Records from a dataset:
══════════════════════════════

PR #1271, opened 2016-03-18
fix(dependency): Bump Mongoose to 4.4.8

mleanos:
Upgrades the Mongoose version to 4.4.8.

The need to limit Mongoose version to be less than 4.4.7 is no longer necessary due to a bug fix released with 4.4.8.

See ref: https://github.com/Automattic/mongoose/issues/3972

Resolves the need for #1264

### DIFF
--- a/package.json
+++ b/package.json
@@ -47,7 +47,7 @@
     "method-override": "~2.3.5",
     "gulp-wiredep": "~0.0.0",
     "mocha": "~2.4.5",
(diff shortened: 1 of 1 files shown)


lirantal:
I was just following that thread too, LGTM.
If build succeeds just go ahead and merge.

mleanos:
Thanks Liran.

PR #1273, opened 2016-03-19
fix(config): typo

eduardojunio:
fix(config): typo

Fixed a typo in a comment.

### DIFF
--- a/config/config.js
+++ b/config/config.js
@@ -112,7 +112,7 @@ var validateSessionSecret = function (config, testing) {
 };
 
 /**
- * Initialize global configuration files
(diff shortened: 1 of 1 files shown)


lirantal:
that function still technically processes files though so I'm not 100% sure

ilanbiala:
It really doesn't matter, honestly the function does both, so I would say this is unnecessary.

lirantal:
I feel somewhat as Ilan does unless anyone else cares to chime in?

ilanbiala:
@lirantal I think we can close this. We'll reopen if someone feels differently.

PR #1276, opened 2016-03-19
Enhancement(core):Relative position attribute added to the header.

### LINKED ISSUE #1275: On small screen devices (width less than 767px), the expanded navbar covers the main page content.
Steps: 
1. Reduce the screen size to 767px orr . 
2. click on the collapsible button to expand the nav bar.
 After this, you will see the expanded nav bar covering the content section as shown in the images bellow:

══════════════════════════════

Assigned task: Scan the data above for the string "does". Copy every line in which it appears.

Solution to this task:
It really doesn't matter, honestly the function does both, so I would say this is unnecessary.
I feel somewhat as Ilan does unless anyone else cares to chime in?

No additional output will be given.